Ian had to take unscheduled breaks when he overcame bladder cancer in the 1980s, and had a heart attack aged 57.

"I didn't know much about it when I was going through it - it's the other people who coped with it. What can you do? You're diagnosed with something so you get on with it. There's not much point in giving up because other people aren't giving up on you. Giving up seems churlish to all those people who are working so hard to get you better again. I didn't want to go so I clung on, but it was other people who got me back, not me, and I thank them daily."

Retirement is certainly not part of Ian's plans.

"Actors never retire - if an attractive job comes up."

One of Ian's latest roles is that of a new grandfather.

"I've got my little granddaughter and it's absolutely wonderful. It happened three days ago and I want as much time off as possible so we're going to spend the next three months at home."

He is also fitting in introducing the programme at five of 12 concerts around the UK on a tour by the Royal Air Force bands.

"I'm going along and enjoying it. I shan't tire of seeing it. They're a great band - I love the wonderful sound military bands make. They're not just soliders, they're musicians, so they can play across the board just like any other orchestra. I don't know what the difference is between a band and an orchestra, but their repertoire is just as broad as any other, if not broader."

As one of the comperes on the concert tour, joining Alan Dedicoat and William Roache, Ian's link with the armed forces continues today. The concerts benefit RAF veterans, new recruits and families.

"Inevitably I get asked to do quite a lot with the services. I find it a nice way of putting something back, a hackneyed phrase I'm afraid, but fighting is something I was never asked to do - I wasn't called up, that had finished by the time I was 18. I'm not suggesting I'm doing my bit but I'm happy to use whatever associations I have to help those who are doing a job I've never wanted to do myself. Of course I'm far too old to do it now."
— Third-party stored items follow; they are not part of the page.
PR #10319, opened 2026-06-02
split/create new term MONDO:0100585 myopathy, centronuclear, 1

### LINKED ISSUE #10318: [Revise xref] MONDO:0008048 'autosomal dominant centronuclear myopathy'
MONDO:0008048 'autosomal dominant centronuclear myopathy'

The [OMIM xref](https://omim.org/entry/160150) for this term is referring to the monogenic form of the disease (based on DNM2 gene) and the label should be MYOPATHY, CENTRONUCLEAR, 1. The xref to [Orphanet](https://www.orpha.net/en/disease/detail/169189) is a disease that has 5 genes implicated.

I think we should create a new term for myopathy, centronuclear 1. 

I haven't split a term in a while but I think this is a case where we could just create a new term that is equiv to OMIM without obsoleting the existing class. I'll do the PR but @sabrinatoro let me know if you disagree, thanks!

nicolevasilevsky:
close #10318


src/ontology/mondo-edit.obo
```diff
@@ -181207,28 +181207,18 @@ subset: prototype_pattern
 subset: rare
 synonym: "AD-CNM" EXACT ABBREVIATION [DOID:0111217, Orphanet:169189]
 synonym: "autosomal dominant centronuclear myopathy" EXACT [DOID:0111217, Orphanet:169189] {OMO:0002001="https://w3id.org/information-resource-registry/clingen"}
-synonym: "autosomal dominant centronuclear myopathy caused by mutation in MYF6" EXACT [MONDO:design_pattern]
```
nicolevasilevsky, line 181210: I removed this as I don't think it is correct. should I deprecate it instead?

src/ontology/mondo-edit.obo
```diff
@@ -181207,28 +181207,18 @@ subset: prototype_pattern
...
-synonym: "centronuclear myopathy 1" EXACT [DOID:0111223, NCIT:C126689]
 synonym: "centronuclear myopathy, autosomal dominant" EXACT [MONDO:patterns/autosomal_dominant]
 synonym: "centronuclear myopathy, autosomal, modifier of" EXACT []
-synonym: "CNM1" EXACT ABBREVIATION [DOID:0111223, NCIT:C126689, OMIM:160150]
 synonym: "CNM3" RELATED ABBREVIATION []
-synonym: "DNM2-related centronuclear myopathy" RELATED [GARD:0012719]
 synonym: "myopathy, centronuclear, 1" EXACT [GARD:0012719, OMIM:160150]
 synonym: "myopathy, centronuclear, 3" EXACT []
```
nicolevasilevsky, line 181213: I think this should be removed too, not sure where it came from and it doesn't make sense to have it here

src/ontology/mondo-edit.obo
```diff
@@ -181207,28 +181207,18 @@ subset: prototype_pattern
...
 synonym: "myopathy, centronuclear, autosomal dominant" EXACT [OMIM:160150]
-synonym: "myopathy, centronuclear, type 1" EXACT []
 synonym: "myopathy, centronuclear, type 3" EXACT []
```
nicolevasilevsky, line 181215: same with this, I think this should be removed

PR #10326, opened 2026-06-04
NT for AIP-related pituitary adenoma predisposition

MeeSiing:
close #10131

It was stated in PMID that this predisposition is a low penetrance and does not have not strong family history. Is there a better parent term than 'hereditary neoplastic syndrome'?

While researching for this issue, I noticed that OMIM merged OMIM:600634 with OMIM:102200, so we should probably merge MONDO:0010911 'prolactin-producing pituitary gland adenoma' with MONDO:0007052 'growth hormone secreting pituitary adenoma 1' [Note](https://docs.google.com/presentation/d/1E4STssSmMnXrg1aZuW2oBq1QMaI4fd1dTzSs2IEhOxE/edit?slide=id.p#slide=id.p)


sabrinatoro:
@MeeSiing I am not sure about the parentage. 
I think we should message the requester and ask if, in their opinion, this term should be considered to be 
- a hereditary neoplastic syndrome MONDO:0015356 (is i
- a cancer term (ie should be in the neoplasm branch of mondo) or a predisposition (not in the cancer branch, only in the "susceptibility" branch

Also, is this the same as OMIM:102200 (the included entry)?

MeeSiing:
@sabrinatoro thanks for reviewing. I will reach out to the requester. yes, this term is the same as OMIM include entry, and it is not a separate Mondo label yet. I forgot to ask an important question. I know we follow the OMIM naming, but should we use the ClinGen label because they request for the term first?

sabrinatoro (commented):
@MeeSiing This looks good, but I think you can add a logical definition. 
Also, there is one file that I didn't expect to be changed (and I don't know how to remove these changes from this PR). 

My proposal (just to be safe) is: would you mind creating a new PR for this term (you can copy/paste the stanza for this new term, paste it in the mondo-edit.obo file, and run the normalization. It should be "quick"). + add the logical definition

MeeSiing:
@sabrinatoro I have added the logical definition and got rid of unexpected file change.

sabrinatoro (approved):
looks good

PR #10376, opened 2026-06-19
Remove some cruft from src/ontology

ptgolden:
I was puttering around and I noticed these as low-hanging fruit 

* 9 release files from 2020-12 to 2021-08
* An errantly committed `mondo-edit` OBO file
* Two files that seem like they may have been errantly committed in the 2021-11-01 release
* `get-new-classes.sh`, which was a temporary script until https://github.com/ontodev/robot/issues/432 was merged in 2020. (it does not appear anywhere in the `Makefile`).


matentzn (approved):
Its best to use "git rm" rather than bash rm, but in any case, THANKS for the cleanup. Would be nice to get many more of these :)

ptgolden:
I did use `git rm`!

Also, `git rm FILE` is equivalent to `rm FILE && git add FILE`, is it not?

PR #10405, opened 2026-07-01
reparent incorrect children of Mondo:0700105

katiermullen:
Noticed some terms were incorrectly classified as children of difference of sexual differentiation, non-human animal.

addresses #5726

Robot template: https://docs.google.com/spreadsheets/d/1p_AytMHI4VW4aMHIRIj3ExnO352WcgAKL3U2_J0jXwo/edit?gid=577290559#gid=577290559


sabrinatoro (approved):
looks ok.

PR #10408, opened 2026-07-02
add venom wound terms

katiermullen:
addresses #5726

ROBOT template: https://docs.google.com/spreadsheets/d/1IFaEjcBmU5EWphPW69VKgFAynO_z08M4ax29IDBqJqY/edit?gid=1172407281#gid=1172407281


sabrinatoro (approved):
@katiermullen I approve this PR, 
BUT, I think we should put the non-human animal injury branch outside the disease branch (as we do for human injury). Because these injuries are not diseases. 
We can to this in a different branch.

PR #10465, opened 2026-07-21

ptgolden:


src/ontology/mondo-edit.obo
```diff
@@ -4615,7 +4621,7 @@ synonym: "Jarcho-Levin syndrome" RELATED DEPRECATED [https://rarediseases.org/ra
 synonym: "SCD" RELATED ABBREVIATION [https://rarediseases.org/rare-diseases/jarcho-levin-syndrome/]
 synonym: "SCDO" RELATED ABBREVIATION [https://rarediseases.org/rare-diseases/jarcho-levin-syndrome/]
 synonym: "spondylocostal dysostosis" EXACT [DOID:0050568, https://rarediseases.org/rare-diseases/jarcho-levin-syndrome/, NCIT:C125598, OMIMPS:277300]
-synonym: "Spondylocostal Dysplasia" EXACT [NORD:1308] {OMO:0002001="https://w3id.org/information-resource-registry/nord"}
+synonym: "Spondylocostal Dysplasia" EXACT [NORD:1308, NORD:704] {OMO:0002001="https://w3id.org/information-resource-registry/nord"}
```
sabrinatoro, line 4624: @ptgolden it looks like the preferred names are additive instead of being updated. Can you please check/confirm that it is representative of the information we got in the ClinGen document? Thank you!

ptgolden: I will look at it, but can you explain more what the situation is?

sabrinatoro:
@ptgolden  Before I get in touch with Gioconda (and/or the NORD team), could you please check the following in the file we got from NORD? I think it is the source of the “weird” things and QC failures we are getting here. 

1) Some NORD IDs are associated with 2 different Mondo terms. As a consequence, the preferred names are exact synonyms of 2 different Mondo terms, which triggers a QC failure. 
Can you please confirm that the following NORD IDs are indeed associated with 2 different Mondo terms?

NORD:675 associated with MONDO:0019142 and MONDO:0037939
NORD:278 associated with MONDO:0016098 and MONDO:0019127
NORD:466 associated with MONDO:0010029 and MONDO:0022968

Extra question: I thought we had a check to flag and exclude these cases where one ID is associated with >1 Mondo terms. Am I incorrect, or is it in place and not working?


2) The following Mondo term has a NORD preferred name but no NORD x-ref. Can you please confirm? (This preferred name would have to be removed in the NORD’s file)

“Brown Séquard Syndrome” is a NORD preferred name for MONDO:0008853 but there is no NORD record associated with this Mondo ID.
(Note that this name is currently also a preferred name for MONDO:0003754, which is associated with NORD:950)


3)  There are examples in the diff where the NORD ID that is associated with a Mondo term has been updated, however, the x-ref for the NORD preferred name still has the previous NORD id (in addition to the new one).  
Are the “preferred name” associated with the previous NORD id still in the NORD file? (eg they updated the x-ref but not the preferred name)

For example: 
Screenshot 2026-07-21 at 4 51 34 PM

Screenshot 2026-07-21 at 4 51 16 PM

src/ontology/mondo-edit.obo
sabrinatoro: Please see my comment on the main conversation; it has more explanations.

ptgolden:
> Some NORD IDs are associated with 2 different Mondo terms. As a consequence, the preferred names are exact synonyms of 2 different Mondo terms, which triggers a QC failure. Can you please confirm that the following NORD IDs are indeed associated with 2 different Mondo terms?
>
> NORD:675 associated with MONDO:0019142 and MONDO:0037939
> NORD:278 associated with MONDO:0016098 and MONDO:0019127
> NORD:466 associated with MONDO:0010029 and MONDO:0022968

In the latest dump, yes I confirm that I see all of these.

> There are examples in the diff where the NORD ID that is associated with a Mondo term has been updated, however, the x-ref for the NORD preferred name still has the previous NORD id (in addition to the new one). Are the “preferred name” associated with the previous NORD id still in the NORD file? (eg they updated the x-ref but not the preferred name)

Ah, I see what you mean now. This is, yes, how the pipeline currently works: synonym attributions are additive. Note that I am almost certain that this would be fixed by running the synonym evidence sync workflow.

> The following Mondo term has a NORD preferred name but no NORD x-ref. Can you please confirm? (This preferred name would have to be removed in the NORD’s file)
>
> “Brown Séquard Syndrome” is a NORD preferred name for MONDO:0008853 but there is no NORD record associated with this Mondo ID. (Note that this name is currently also a preferred name for MONDO:0003754, which is associated with NORD:950)

I'm going to guess this stems from the same issue: NORD previously (incorrectly?) added "Brown Séquard Syndrome" as a synonym to `MONDO:0008853`. In the latest release, they have (correctly?) associated it with `MONDO:0003754`. Until synonyms are synced, the dangling synonym will remain.

ptgolden:
For posterity, here's the history of `NORD:875`, via `obohog`:

 Found 7 events matching "NORD:875" across 1 terms and 4 commits

MONDO:0008853 — Barber-Say syndrome
dba5ef2  2023-12-09  Nico Matentzoglu  Add NORD subset and cross-references (#7016)
    → https://github.com/monarch-initiative/mondo/pull/7016
    + xref: NORD:875 {source="MONDO:NORD"}

b4aadc4  2024-03-29  Nico Matentzoglu  Update NORD subset March 2024 (#7507)
    → https://github.com/monarch-initiative/mondo/pull/7507
    + subset: nord_rare {source="MONDO:NORD", source="NORD:875"}
    + synonym: "Brown Séquard Syndrome" EXACT [NORD:875]

c722bd9  2025-03-19  Trish Whetzel  Externally managed content update (#8870)
    → https://github.com/monarch-initiative/mondo/pull/8870
    - subset: nord_rare {source="MONDO:NORD", source="NORD:875"}
    - xref: NORD:875 {source="MONDO:NORD"}

3d44df3  2025-04-24  Trish Whetzel  [create-pull-request] automated change (#8981)
    → https://github.com/monarch-initiative/mondo/pull/8981
    + subset: nord_rare {source="MONDO:NORD", source="NORD:875"}
    + xref: NORD:875 {source="MONDO:NORD"}

ptgolden:
So there are two issues here.

1. NORD IDs associated with multiple MONDO terms
2. Leftover synonym evidence from errant data in previous NORD releases'

I just tested it, and (2) isn't actually fixed by a synonym sync. Let me investigate some more.

ptgolden:
Two things on the dangling synonyms.

1. The `update-nord` target *only* removes `xref` and `subset`. It does not remove synonyms or synonym evidence.

https://github.com/monarch-initiative/mondo/blob/6b4782bf95fd703f78053cb3f08309f018038441/src/ontology/mondo.Makefile#L710-L712

2. NORD is not part of the synonym-sync workflow.


I'm going to fix (1) immediately, and leave (2) for future work.

matentzn:
> NORD is not part of the synonym-sync workflow.

Its fine for now - dont include it. Its good you flagged it, but EMC beats synonym sync, and it can be only either/or

sabrinatoro:
>Its fine for now - dont include it. Its good you flagged it, but EMC beats synonym sync, and it can be only either/or

@matentzn, for my own understanding, can you confirm that the EMC **does include** updates of the synonyms as per the information in the source's file?
In other words: if NORD has (correctly) updated their files, these preferred names would have been updated through the EMC update. (is that correct?)

ptgolden:
@sabrinatoro

> for my own understanding, can you confirm that the EMC does include updates of the synonyms as per the information in the source's file?

Yes, that is correct. I should not have muddied the waters by talking about synonym sync-- it was just an aside and it's not important.

The issue (which #10474 addresses) is that before merging the new external source file, the synonyms from the previous source file should have been taken out.

ptgolden:
I'm going to close this because it needs to be re-run when fixes are in order.

PR #10471, opened 2026-07-22
merged MONDO:0600011 mild hypophosphatasia with MONDO:1010154 adult hypophosphatasia

### LINKED ISSUE #9867: [Merge]MONDO:0600011 (Mild / adult hypophosphatasia) & MONDO:1010154
**Mondo term (ID and Label)**
MONDO:0600011 mild hypophosphatasia

**Reason for deprecation**
OMIM uses these as synonyms. Perhaps they should be merged?

**Term to be merged with**
MONDO:1010154  adult hypophosphatasia

MeeSiing:
close #9867

MONDO:0600011 mild hypophosphatasia and MONDO:1010154 adult hypophosphatasia represent the same concept according to [OMIM:](https://omim.org/entry/146300)


src/ontology/mondo-edit.obo
```diff
@@ -619276,28 +619265,36 @@ intersection_of: MONDO:0700097 MONDO:0007417 {source="https://orcid.org/0000-000
 [Term]
 id: MONDO:1010154
 name: adult hypophosphatasia
-def: "Adult hypophosphatasia (A-HPP) is a mildform of hypophosphatasia characterized by osteomalacia, chondrocalcinosis, osteoarthropathy, stress fractures duringmiddle age, and dental anomalies." [Orphanet:247676]
+def: "A moderate form of hypophosphatasia characterized by adult onset osteomalacia, chondrocalcinosis, osteoarthropathy, stress fractures , and dental anomalies." [Orphanet:247676]
+comment: The most common form of hypophosphatasia characterized by low alkaline phosphatase, unspecific clinical signs, and typically presents in individuals in adulthood. It is autosomal dominantly inherited.
```
sabrinatoro, line 619269: add [https://www.clinicalgenome.org/affiliation/40065/, PMID:32973344] at the end of the comment to keep provenance for this information

sabrinatoro (approved):
I was questioning the need for "single child" exclusion from QC for adult hypophosphatasia - MONDO:1010154. 
This term is a single child of 'ALPL-related autosomal dominant hypophosphatasia' - MONDO:0100608 because it is (1) autosomal dominant, (2) caused by variation in ALPL (which is the case for all hypophosphatasia)

I think all adult hypophosphatasia, however, other types could be dominant OR recessive, which is why adult hypophosphatasia is the only child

From the fictional world of Dad's Army to the British servicepeople still in Iraq and Afghanistan, as 2008 sees the 90th anniversary of both the RAF and Armistice Day, the concerts provide a poignant reminder of all that people have done for us.

"This says thank you. It's remembering what people were prepared to do for people they didn't know, whether it was the Second World War, the First World War or a week ago. It's remembering what my parents did to bring their family through the war, what people did for those who weren't even born, and we've still got boys out there. 'They gave their lives so that you might have yours', you see on so many war memorials, and people did. We hope we won't have to do the same thing again."